Now this code gives one value which will be around 1.002.
My problem is I dont need 1 value. I need a 72*37 matrix as my answer where the above integral approximation is implemented on each cell of the 72 * 37 matrix. and thus the Directviity 'D' also results in a matrix of same size with each cell giving the same value.
So all we have to do is instead of getting 1 value, we need value at each cell.
Can anyone please help.
You talk about creating a result that is a function essentially of the elements of U. However, in no place is that code dependent on the elements of U. Look carefully at what you have written. While you do use the variable U_iso, never is any element of U employed anywhere in that code as you have written it.
So while you talk about defining this for a matrix U, that definition is meaningless. So far, it appears that a call to repmat at the very end would create a matrix of the desired size, and clearly that is not what you are looking for.

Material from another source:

PR #5543, opened 2026-04-28
Remove bogus `|issue=Volume N, YEAR` injected by Visual Editor for Annual Reviews citations

redalert2fan:
This pull request improves the handling of bogus "issue" parameter values in citations for Annual Review journals, specifically cleaning up cases where Visual Editor inserts values like "Volume N, YEAR" into the `issue` field. The changes ensure that such values are either moved to the `volume` field or removed, depending on whether `volume` is already set, and only when the year appears plausible.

Perhaps you tried to make the problem simple for ease of explanation. But what you did was to over-simplify, not leaving us with something that even made any sense. Please explain your problem more clearly and show code that is consistent with your explanation, for a better answer than I can provide so far.
(Note: One option MIGHT be to use arrayfun. Or the answer to this question might be more trivial, using simple vectorized operations. I cannot know at this point.)
EDIT:
Your question is still unanswerable. This loop creates a single scalar result, essentially summing over the entire array. You don't say what you mean for the integral to be computed for each element of U_iso, since you are already summing over the entire array. Please learn to be accurate in your questions, otherwise we are just guessing as to what you mean.
My best guess at the moment is that you might wish to compute a cumulative integral, in two dimensions. cumtrapz can help you there, IF that is your goal. But I'm not sure it is your goal, since your explanation is so incomplete.
You say that you wish to get the same value in each cell of the result. If that is what you wish, then a call to repmat at the end will do what you wish.